In 2019, further abuse allegations emerged from another former dog handler. The story was once again spread by PETA and was denied by Baker's spouse Katherine Keith, a fellow musher.

Other former handlers either denied or would not confirm the allegations, and images used to support the 2018 accusation later proved to be from internet postings not related to Baker.

| Year | Position | Time (h:min:s) |
| 1996 | 22nd | 10 days, 23:26:00 |
| 1997 | 11th | 9 days, 23:09:36 |
| 1998 | 5th | 9 days, 21:43:09 |
| 1999 | 8th | 10 days, 10:10:54 |
| 2000 | 22nd | 10 days, 05:48:29 |
| 2001 | 6th | 10 days, 21:00:30 |
| 2002 | 3rd | 9 days, 05:46:30 |
| 2003 | 8th | 10 days, 07:33:07 |
| 2004 | 9th | 10 days, 00:43:00 |
| 2005 | 6th | 9 days, 21:41:00 |
| 2006 | 5th | 9 days, 17:37:45 |
| 2011 | 1st | 8 days, 19:46:39 |
| 2012 | 9th | 9 days, 13:25:47 |
| 2013 | 21st | 9 days, 21:49:16 |
| 2014 | 19th | 9 days, 18:19:15 |
| 2015 | 21st | 9 days, 22:12:58 |
| 2016 | 17th | 9 days, 05:45:05 |
| 2017 | 18th | 9 days, 05:50:30 |

==Personal life==
Baker worked as a pilot and manager of his family's air taxi business. He also visits local schools as a motivational lecturer.

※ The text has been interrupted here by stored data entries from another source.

PR #3800, opened 2017-08-25
Rebase #3541 (signal handler fixes for custom image/doc models)

gasman:


wagtail/contrib/postgres_search/utils.py
```diff
@@ -68,15 +66,18 @@ def get_descendants_content_types_pks(models, db_alias):
...
-                              model=model._meta.model_name)
-                            for model in models]))
-                .values_list('pk', flat=True))
+    ct_manager = ContentType.objects
+    original_db_alias = ct_manager.db
+    try:
+        ct_manager._db = db_alias
+        content_types_dict = ContentType.objects.get_for_models(*models)
+    finally:
+        ct_manager._db = original_db_alias
```
BertrandBordage: Actually, after further thinking I was not really happy with this solution as it was not thread-safe: the manager object stays the same across threads, so there’s a extremely tiny chance that modifying `.db` can affect another thread.

After a small search, I found an undocumented way to copy a manager for another database: `Manager.db_manager(db_alias)`. It’s roughly the equivalent of `Queryset.using(db_alias)` for `Manager`. Even though that’s undocumented, it is used multiple times in Django tests, and it will explicitely raise an `AttributeError` if that API changes, while setting `.db` would probably not.

gasman:
Superseded by #3853

(@BertrandBordage, it turns out you didn't imagine commenting about `db_manager` after all :-) )

BertrandBordage:
Cool, I’m not going crazy! :+1:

Baker lives near his extended family on the coast of the Chukchi Sea in Kotzebue, Alaska, and has a fish camp/winter cabin 30 mi (50 km) away, across Kobuk Lake. His son Alex has competed in the Junior Iditarod. He also has a daughter, Tahayla. Baker is married to musher Katherine Keith; the couple run four businesses and two nonprofit organizations in the Kotzebue region. They married after Keith ran in the 2018 Iditarod.

Baker is of Inupiaq and Jewish heritage. His grandmother, Clara Rotman (née Levy), was born in Kiana, Alaska in 1914. She was born to a Native Alaskan mother and a Jewish father and was raised Jewish and cherished her Jewish heritage. In 2011, Baker became the first Jew and the first Inuk to win the Iditarod.